1966 in communist China
Mao’s cultural revolution in 1966, what the leftists
at Respect in Security want for America and the world.

Persecution is now cool! A new project being developed by leftist cybersecurity experts calls for corporations to use their software to identify and fire individuals that their software identifies as having expressed what they define as “offensive” speech online.

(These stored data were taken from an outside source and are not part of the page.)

PR #148, opened 2021-08-03
Refactor config service

titkov49:
Config Service gets config url from meta with name `x-config`

### DIFF
--- a/src/config/ConfigService.js
+++ b/src/config/ConfigService.js
@@ -40,21 +40,13 @@ export default class ConfigService extends Service {
 
 
 	initialize() {
-		let config_url = this.App.Config.get('CONFIG_PATH');
-
-		const xConfig = document.getElementsByName('x-config')[0];
-		console.log(xConfig.content);
-
-		// Provide backward compatibility with CONFIG_URL
-		if (this.App.Config.get('CONFIG_URL')) {
-			config_url = this.App.Config.get('CONFIG_URL');
-		}
+		const X_Config = document.getElementsByName('x-config')[0].content;
 
 		// Check on undefined configuration
-		if (config_url !== undefined) {
+		if (X_Config !== undefined) {
 			this.App.addSplashScreenRequestor(this);
 			let axios = Axios.create({baseURL: window.location.protocol + '//' + window.location.host});
-			axios.get(config_url).then(response => {
+			axios.get(X_Config).then(response => {
 				// Check on status and content-type
 				if ((response.status === 200) && (response.headers["content-type"] !== undefined && response.headers["content-type"].includes("application/json"))) {
 					this.Config._dynamic_config = response.data;
--- a/src/config/ConfigService.js
+++ b/src/config/ConfigService.js
@@ -40,7 +40,7 @@ export default class ConfigService extends Service {
 
 
 	initialize() {
-		const dynamic_config_url = document.getElementsByName('x-config')[0].content;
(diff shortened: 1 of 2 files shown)


titkov49:
@ateska 
At this point I handled only extracting meta and it's content from header. I tried `import` and `require()` to get `./my-config.json` but faced some issues with that. And I just understood that content inside meta element should be url with which I should download configs with axios, am I right?

src/config/ConfigService.js
```diff
@@ -42,6 +42,9 @@ export default class ConfigService extends Service {
 	initialize() {
 		let config_url = this.App.Config.get('CONFIG_PATH');
 
+		const xConfig = document.getElementsByName('x-config')[0];
```
ateska, line 45: `X-Config`

ateska (changes requested):
Good!

ateska:
@titkov49 the goal is something like:

```
let config_url = document.getElementsByName('X-Config')[0];
```

The download of the config is already implemented.

src/config/ConfigService.js
titkov49: Dashes are not allowed in naming in javascript (parser assume that it is subtract operator). I can use underscore instead.

titkov49:
@ateska I removed old code for now. But maybe I should keep it in order to keep support of old configuration?

src/config/ConfigService.js
ateska: I meant:
```
const xConfig = document.getElementsByName('X-Config')[0];
```

src/config/ConfigService.js
```diff
@@ -40,18 +40,13 @@ export default class ConfigService extends Service {
 
 
 	initialize() {
-		let config_url = this.App.Config.get('CONFIG_PATH');
-
-		// Provide backward compatibility with CONFIG_URL
-		if (this.App.Config.get('CONFIG_URL')) {
-			config_url = this.App.Config.get('CONFIG_URL');
-		}
+		const X_Config = document.getElementsByName('x-config')[0].content;
```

Cancel Culture and Big Tech are a match made in hell, as cybersecurity experts call to target the livelihood of internet users who get too edgy online. “The initiative, called Respect in Security, was launched on Tuesday by two cybersecurity experts. According to the founders, several companies have already signed up,” Reclaim The Net reported. “For a lot of people, it’s a no man’s land,” founder Lisa Forte and Red Goat Cyber Security employee told the BBC. “It can feel like the platforms do nothing, the police don’t do a lot, lawyers are expensive and the publicity legal action generates can be negative.”

The BBC reported that co-founder and Trend Micro Vice President Rik Ferguson said “many companies had anti-bullying policies but they tended to focus on internal behaviour.” In what may be a reference to his Respect in Security program, he wrote a few weeks ago: “Inside my ‘Projects’ email folder resides a subfolder called ‘Kill Trolls’ and it is now only a couple of weeks away from becoming a real thing (sadly not with that name).”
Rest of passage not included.